## WHAT IS BEING ASKED
Line by line, restate the material exactly.

**** COLLECTED DATA ****

PR #78, opened 2020-01-28
Feat/add project fields

Steven-Gassert:
This fixes the bug that was previously merged due to our ESLint rules automatically adding `fetchFields` as a dependency to the useEffect hook which is in charge of calling it. This previously caused us to be in a loop of indefinitely calling `fetchFields`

****

## RESULT OF THIS TASK
PR #78, opened 2020-01-28
Feat/add project fields

Steven-Gassert:
This fixes the bug that was previously merged due to our ESLint rules automatically adding `fetchFields` as a dependency to the useEffect hook which is in charge of calling it. This previously caused us to be in a loop of indefinitely calling `fetchFields`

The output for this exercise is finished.